Voorspeld wordt dat het tarwegebruik in het nieuwe seizoen met 0,9 % zal toenemen tot 770 miljoen ton, terwijl de voorlopige prognose uitgaat van een toename van de wereldtarwevoorraden met 3 % procent tot een recordniveau van 293 miljoen ton aan het einde van de seizoenen in 2022, aangevoerd door een toename van de voorraden in China, terwijl de voorraden in de rest van Azië en Afrika hun laagste niveau sinds 2012/2013 zouden kunnen bereiken. Verwacht wordt dat de wereldhandel in tarwe in 2020/21 (juli/juni) met 1,8% zal krimpen tot 185 miljoen ton, waarbij de verwachte verminderde leveringen uit Australië, Canada, de Russische Federatie en de VS de toegenomen uitvoer uit Argentinië en de EU meer dan compenseren.

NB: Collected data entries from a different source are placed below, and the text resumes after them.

PR #171, opened 2022-12-08
Create FusionAuth and Permanent accounts as separate steps on signup

liam-lloyd:
Currently, this project creates Permanent accounts by calling /account/post with a V1 request. This causes /account/post to create both a FusionAuth account and a Permanent account. Handling these in a combined endpoint can cause data integrity problems, however, so the backend now provides an /auth/createCredentials endpoint to create a FusionAuth account, and creates only a Permanent account on receiving a V2 request to /account/post. This commit updates signup functionality to use these new features to decouple FusionAuth and Permanent account creation.

Resolves: https://permanent.atlassian.net/browse/PER-8812
Do not merge without https://github.com/PermanentOrg/back-end/pull/353

### DIFF
--- a/src/app/shared/services/account/account.service.spec.ts
+++ b/src/app/shared/services/account/account.service.spec.ts
@@ -1,187 +1,112 @@
-// import { TestBed, inject } from '@angular/core/testing';
-// import { HttpClientTestingModule, HttpTestingController } from '@angular/common/http/testing';
-// import { CookieService } from 'ngx-cookie-service';
+/* @format */
+import { TestBed, inject } from '@angular/core/testing';
+import { Router } from '@angular/router';
+import { Shallow } from 'shallow-render';
+import { Observable } from 'rxjs';
 
-// import { last } from 'rxjs/operators';
-// import { concat } from 'rxjs';
+import { AccountService } from '@shared/services/account/account.service';
+import { ApiService } from '@shared/services/api/api.service';
+import { AuthResponse } from '@shared/services/api/index.repo';
+import { CreateCredentialsResponse } from '@shared/services/api/auth.repo';
+import { AppModule } from '../../../app.module';
+import { AccountVO, ArchiveVO } from '@root/app/models';
 
-// import { AccountService } from '@shared/services/account/account.service';
-// import { TEST_DATA } from '@core/core.module.spec';
-// import { AuthResponse } from '@shared/services/api/auth.repo';
-// import { AccountVO, ArchiveVO } from '@root/app/models';
-// import { environment } from '@root/environments/environment';
-// import { AccountResponse } from '@shared/services/api/index.repo';
-// import { StorageService } from '@shared/services/storage/storage.service';
-// import { RouterTestingModule } from '@angular/router/testing';
+describe('AccountService', () => {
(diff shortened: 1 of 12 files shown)


src/app/shared/services/api/account.repo.spec.ts
```diff
@@ -0,0 +1,52 @@
...
+
+    repo = new AccountRepo(TestBed.get(HttpService));
+    httpMock = TestBed.get(HttpTestingController);
+  });
+
+  afterEach(() => {
+    httpMock.verify();
+  });
+
+  it('signUp should call /account/post', () => {
```
liam-lloyd, line 31: I wanted to use `shallow-render` for this test, but it appeared that some oddity about our organization of NgModules prevented it from finding my mocked HttpClient (or the HttpTestingController, which I also tried), so I did it in the style of existing API repo tests.

src/app/shared/services/account/account.service.spec.ts
```diff
@@ -1,187 +1,112 @@
...
-//         fail();
-//       })
-//       .catch((response: AccountResponse) => {
-//         expect(response.isSuccessful).toBeFalsy();
-//       });
-
-//     const req = httpMock.expectOne(`${environment.apiUrl}/account/post`);
-//     req.flush(expected);
-//   });
-// });
```
cecilia-donnelly, line 187: Thank you!

src/app/shared/services/account/account.service.ts
```diff
@@ -201,9 +221,7 @@ export class AccountService {
 
   public async hasOwnArchives() {
     const archives = await this.refreshArchives();
-    const ownArchives = archives.filter(
-      (archive) => !archive.isPending()
-    );
+    const ownArchives = archives.filter((archive) => !archive.isPending());
```
cecilia-donnelly, line 224: I know you only changed the formatting here and I haven't followed the whole code path, but it seems like we should not return "hasOwnArchives" true if the user only has deleted archives.

cecilia-donnelly: (i.e., maybe we should check for archives in a good state instead of specifically excluding pending archives?)

src/app/shared/services/http/http.service.ts
```diff
@@ -36,37 +38,56 @@ export class HttpService {
...
+          'Content-Type': 'application/json',
+        },
+      })
+      .pipe(
+        map((response: any) => {
+          if (response?.csrf) {
+            this.storage.session.set(CSRF_KEY, JSON.stringify(response.csrf));
+          }
+          if (responseClass) {
+            return new responseClass(response);
```
cecilia-donnelly, line 86: Nice.

cecilia-donnelly (approved):
This is great, thank you Liam!

As I mentioned in https://github.com/PermanentOrg/web-app/pull/174#pullrequestreview-1225223669, it would be helpful to separate out formatting changes from substantive changes. I appreciate your formatting efforts, though! Looks nice.

src/app/shared/services/account/account.service.ts
cecilia-donnelly: (But obviously that shouldn't be part of this PR!)

PR #174, opened 2022-12-16
Separate keywords from custom metadata in public archive file viewer

liam-lloyd:
Now that keywords and custom metadata are handled separately in the archive manager, we want to do the same in the public archive file viewer.


cecilia-donnelly (approved):
@meisekimiu might have more specific feedback, but this makes sense to me! I could also see it work locally. Thanks for including tests :) 

One thing that would make this kind of work clearer to me and future readers is to separate out the formatting changes into their own commit - the actual change here is fairly small as I see it, but it was a little difficult to find the meaningful diff among all the changes.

De eerste vooruitzichten voor de mondiale productie van secundaire granen in 2021 wijzen op een waarschijnlijke groei voor het derde opeenvolgende jaar, aangevoerd door de verwachte toename van het beplante areaal in Brazilië, China, Oekraïne en de VS en door een herstel van de oogsten in de EU. Ook in Zuid-Afrika en de buurlanden worden aanzienlijke productiestijgingen voorspeld.